**What is required:** Exact reproduction of the following data is required.

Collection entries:
◆ ◆ ◆
PR #537, opened 2023-11-30
Move PCA files to under ancestry_inference

mike-w-wilson:
This change will give access to the pca scores, loadings, and eigenvalue files which will move to under the ancestry_inference subdirectory.


klaricch (approved):
lgtm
◆ ◆ ◆
**Task response:**
PR #537, opened 2023-11-30
Move PCA files to under ancestry_inference

mike-w-wilson:
This change will give access to the pca scores, loadings, and eigenvalue files which will move to under the ancestry_inference subdirectory.


klaricch (approved):
lgtm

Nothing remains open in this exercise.